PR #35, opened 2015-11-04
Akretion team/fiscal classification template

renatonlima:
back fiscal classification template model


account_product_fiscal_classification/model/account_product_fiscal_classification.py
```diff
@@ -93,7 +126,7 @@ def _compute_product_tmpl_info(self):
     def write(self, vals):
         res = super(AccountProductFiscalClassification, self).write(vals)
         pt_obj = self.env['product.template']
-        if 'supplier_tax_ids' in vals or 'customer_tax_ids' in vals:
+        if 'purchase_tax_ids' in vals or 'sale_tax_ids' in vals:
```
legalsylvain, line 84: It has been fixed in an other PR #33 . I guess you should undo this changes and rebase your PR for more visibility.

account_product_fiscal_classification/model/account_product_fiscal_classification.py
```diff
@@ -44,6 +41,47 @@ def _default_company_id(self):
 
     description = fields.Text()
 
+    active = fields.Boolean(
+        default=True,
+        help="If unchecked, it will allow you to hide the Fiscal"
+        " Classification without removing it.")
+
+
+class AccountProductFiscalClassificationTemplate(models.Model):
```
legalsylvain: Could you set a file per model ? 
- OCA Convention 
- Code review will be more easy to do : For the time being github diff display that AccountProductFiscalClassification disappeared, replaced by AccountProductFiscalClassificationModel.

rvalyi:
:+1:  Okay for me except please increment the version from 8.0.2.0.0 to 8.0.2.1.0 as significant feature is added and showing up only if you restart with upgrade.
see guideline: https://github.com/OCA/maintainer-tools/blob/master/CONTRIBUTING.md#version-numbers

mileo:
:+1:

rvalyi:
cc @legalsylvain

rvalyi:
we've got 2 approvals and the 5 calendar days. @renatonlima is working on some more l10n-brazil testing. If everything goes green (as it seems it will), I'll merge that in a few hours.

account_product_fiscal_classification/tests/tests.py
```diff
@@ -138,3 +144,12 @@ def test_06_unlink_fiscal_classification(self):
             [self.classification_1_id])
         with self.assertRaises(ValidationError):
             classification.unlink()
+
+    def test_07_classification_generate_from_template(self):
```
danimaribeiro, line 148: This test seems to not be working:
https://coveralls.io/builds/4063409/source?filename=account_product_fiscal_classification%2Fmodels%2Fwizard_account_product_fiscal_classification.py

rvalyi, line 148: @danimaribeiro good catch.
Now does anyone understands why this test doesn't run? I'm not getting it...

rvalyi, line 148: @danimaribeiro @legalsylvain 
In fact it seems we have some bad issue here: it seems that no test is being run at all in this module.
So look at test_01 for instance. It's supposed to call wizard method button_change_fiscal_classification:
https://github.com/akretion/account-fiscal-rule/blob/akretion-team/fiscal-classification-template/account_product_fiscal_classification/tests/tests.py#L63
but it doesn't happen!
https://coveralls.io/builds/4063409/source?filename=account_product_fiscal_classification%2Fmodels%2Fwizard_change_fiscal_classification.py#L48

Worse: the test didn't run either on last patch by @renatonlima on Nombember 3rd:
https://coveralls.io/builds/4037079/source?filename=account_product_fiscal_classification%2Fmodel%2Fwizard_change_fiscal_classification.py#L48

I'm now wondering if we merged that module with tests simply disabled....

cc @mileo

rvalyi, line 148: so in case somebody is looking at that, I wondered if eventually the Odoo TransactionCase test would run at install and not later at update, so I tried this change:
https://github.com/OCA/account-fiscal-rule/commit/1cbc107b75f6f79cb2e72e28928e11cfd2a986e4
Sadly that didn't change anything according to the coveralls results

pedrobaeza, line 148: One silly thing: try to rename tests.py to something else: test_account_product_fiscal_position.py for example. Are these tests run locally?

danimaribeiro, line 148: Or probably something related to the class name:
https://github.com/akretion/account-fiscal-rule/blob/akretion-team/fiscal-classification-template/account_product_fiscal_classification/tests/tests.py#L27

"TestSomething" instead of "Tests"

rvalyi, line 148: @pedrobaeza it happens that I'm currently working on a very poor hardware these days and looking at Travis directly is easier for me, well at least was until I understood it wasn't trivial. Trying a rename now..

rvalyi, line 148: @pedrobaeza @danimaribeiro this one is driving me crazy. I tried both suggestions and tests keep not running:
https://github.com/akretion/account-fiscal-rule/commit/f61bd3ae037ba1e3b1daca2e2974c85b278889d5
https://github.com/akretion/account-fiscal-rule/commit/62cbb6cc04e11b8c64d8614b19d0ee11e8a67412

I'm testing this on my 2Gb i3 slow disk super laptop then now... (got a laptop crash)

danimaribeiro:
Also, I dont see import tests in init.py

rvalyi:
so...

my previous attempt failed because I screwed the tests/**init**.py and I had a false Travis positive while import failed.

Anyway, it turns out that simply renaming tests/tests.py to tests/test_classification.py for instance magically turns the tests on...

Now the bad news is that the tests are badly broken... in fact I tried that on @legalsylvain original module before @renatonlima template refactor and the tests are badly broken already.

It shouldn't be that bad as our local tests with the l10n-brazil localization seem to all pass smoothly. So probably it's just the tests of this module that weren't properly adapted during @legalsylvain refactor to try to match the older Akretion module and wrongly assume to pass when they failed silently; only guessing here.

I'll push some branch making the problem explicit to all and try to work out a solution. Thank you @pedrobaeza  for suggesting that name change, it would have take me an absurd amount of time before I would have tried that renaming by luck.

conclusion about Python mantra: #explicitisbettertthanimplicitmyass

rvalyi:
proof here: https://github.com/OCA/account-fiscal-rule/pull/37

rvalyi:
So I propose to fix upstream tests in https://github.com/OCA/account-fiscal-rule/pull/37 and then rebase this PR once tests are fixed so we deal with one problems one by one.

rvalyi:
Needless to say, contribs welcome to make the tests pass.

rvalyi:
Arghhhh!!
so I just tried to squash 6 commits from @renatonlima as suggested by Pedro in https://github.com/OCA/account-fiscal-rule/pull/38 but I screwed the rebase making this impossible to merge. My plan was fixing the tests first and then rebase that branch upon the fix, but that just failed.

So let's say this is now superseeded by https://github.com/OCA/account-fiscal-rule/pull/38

◇ ◇ ◇ ◇ ◇

WHAT NEEDS TO BE DONE — Write the data out in full, matching every line exactly.

RESULT OF THIS EXERCISE —
PR #35, opened 2015-11-04
Akretion team/fiscal classification template

renatonlima:
back fiscal classification template model


account_product_fiscal_classification/model/account_product_fiscal_classification.py
```diff
@@ -93,7 +126,7 @@ def _compute_product_tmpl_info(self):
     def write(self, vals):
         res = super(AccountProductFiscalClassification, self).write(vals)
         pt_obj = self.env['product.template']
-        if 'supplier_tax_ids' in vals or 'customer_tax_ids' in vals:
+        if 'purchase_tax_ids' in vals or 'sale_tax_ids' in vals:
```
legalsylvain, line 84: It has been fixed in an other PR #33 . I guess you should undo this changes and rebase your PR for more visibility.

account_product_fiscal_classification/model/account_product_fiscal_classification.py
```diff
@@ -44,6 +41,47 @@ def _default_company_id(self):
 
     description = fields.Text()
 
+    active = fields.Boolean(
+        default=True,
+        help="If unchecked, it will allow you to hide the Fiscal"
+        " Classification without removing it.")
+
+
+class AccountProductFiscalClassificationTemplate(models.Model):
```
legalsylvain: Could you set a file per model ? 
- OCA Convention 
- Code review will be more easy to do : For the time being github diff display that AccountProductFiscalClassification disappeared, replaced by AccountProductFiscalClassificationModel.

rvalyi:
:+1:  Okay for me except please increment the version from 8.0.2.0.0 to 8.0.2.1.0 as significant feature is added and showing up only if you restart with upgrade.
see guideline: https://github.com/OCA/maintainer-tools/blob/master/CONTRIBUTING.md#version-numbers

mileo:
:+1:

rvalyi:
cc @legalsylvain

rvalyi:
we've got 2 approvals and the 5 calendar days. @renatonlima is working on some more l10n-brazil testing. If everything goes green (as it seems it will), I'll merge that in a few hours.

account_product_fiscal_classification/tests/tests.py
```diff
@@ -138,3 +144,12 @@ def test_06_unlink_fiscal_classification(self):
             [self.classification_1_id])
         with self.assertRaises(ValidationError):
             classification.unlink()
+
+    def test_07_classification_generate_from_template(self):
```
danimaribeiro, line 148: This test seems to not be working:
https://coveralls.io/builds/4063409/source?filename=account_product_fiscal_classification%2Fmodels%2Fwizard_account_product_fiscal_classification.py

rvalyi, line 148: @danimaribeiro good catch.
Now does anyone understands why this test doesn't run? I'm not getting it...

rvalyi, line 148: @danimaribeiro @legalsylvain 
In fact it seems we have some bad issue here: it seems that no test is being run at all in this module.
So look at test_01 for instance. It's supposed to call wizard method button_change_fiscal_classification:
https://github.com/akretion/account-fiscal-rule/blob/akretion-team/fiscal-classification-template/account_product_fiscal_classification/tests/tests.py#L63
but it doesn't happen!
https://coveralls.io/builds/4063409/source?filename=account_product_fiscal_classification%2Fmodels%2Fwizard_change_fiscal_classification.py#L48

Worse: the test didn't run either on last patch by @renatonlima on Nombember 3rd:
https://coveralls.io/builds/4037079/source?filename=account_product_fiscal_classification%2Fmodel%2Fwizard_change_fiscal_classification.py#L48

I'm now wondering if we merged that module with tests simply disabled....

cc @mileo

rvalyi, line 148: so in case somebody is looking at that, I wondered if eventually the Odoo TransactionCase test would run at install and not later at update, so I tried this change:
https://github.com/OCA/account-fiscal-rule/commit/1cbc107b75f6f79cb2e72e28928e11cfd2a986e4
Sadly that didn't change anything according to the coveralls results

pedrobaeza, line 148: One silly thing: try to rename tests.py to something else: test_account_product_fiscal_position.py for example. Are these tests run locally?

danimaribeiro, line 148: Or probably something related to the class name:
https://github.com/akretion/account-fiscal-rule/blob/akretion-team/fiscal-classification-template/account_product_fiscal_classification/tests/tests.py#L27

"TestSomething" instead of "Tests"

rvalyi, line 148: @pedrobaeza it happens that I'm currently working on a very poor hardware these days and looking at Travis directly is easier for me, well at least was until I understood it wasn't trivial. Trying a rename now..

rvalyi, line 148: @pedrobaeza @danimaribeiro this one is driving me crazy. I tried both suggestions and tests keep not running:
https://github.com/akretion/account-fiscal-rule/commit/f61bd3ae037ba1e3b1daca2e2974c85b278889d5
https://github.com/akretion/account-fiscal-rule/commit/62cbb6cc04e11b8c64d8614b19d0ee11e8a67412

I'm testing this on my 2Gb i3 slow disk super laptop then now... (got a laptop crash)

danimaribeiro:
Also, I dont see import tests in init.py

rvalyi:
so...

my previous attempt failed because I screwed the tests/**init**.py and I had a false Travis positive while import failed.

Anyway, it turns out that simply renaming tests/tests.py to tests/test_classification.py for instance magically turns the tests on...

Now the bad news is that the tests are badly broken... in fact I tried that on @legalsylvain original module before @renatonlima template refactor and the tests are badly broken already.

It shouldn't be that bad as our local tests with the l10n-brazil localization seem to all pass smoothly. So probably it's just the tests of this module that weren't properly adapted during @legalsylvain refactor to try to match the older Akretion module and wrongly assume to pass when they failed silently; only guessing here.

I'll push some branch making the problem explicit to all and try to work out a solution. Thank you @pedrobaeza  for suggesting that name change, it would have take me an absurd amount of time before I would have tried that renaming by luck.

conclusion about Python mantra: #explicitisbettertthanimplicitmyass

rvalyi:
proof here: https://github.com/OCA/account-fiscal-rule/pull/37

rvalyi:
So I propose to fix upstream tests in https://github.com/OCA/account-fiscal-rule/pull/37 and then rebase this PR once tests are fixed so we deal with one problems one by one.

rvalyi:
Needless to say, contribs welcome to make the tests pass.

rvalyi:
Arghhhh!!
so I just tried to squash 6 commits from @renatonlima as suggested by Pedro in https://github.com/OCA/account-fiscal-rule/pull/38 but I screwed the rebase making this impossible to merge. My plan was fixing the tests first and then rebase that branch upon the fix, but that just failed.

So let's say this is now superseeded by https://github.com/OCA/account-fiscal-rule/pull/38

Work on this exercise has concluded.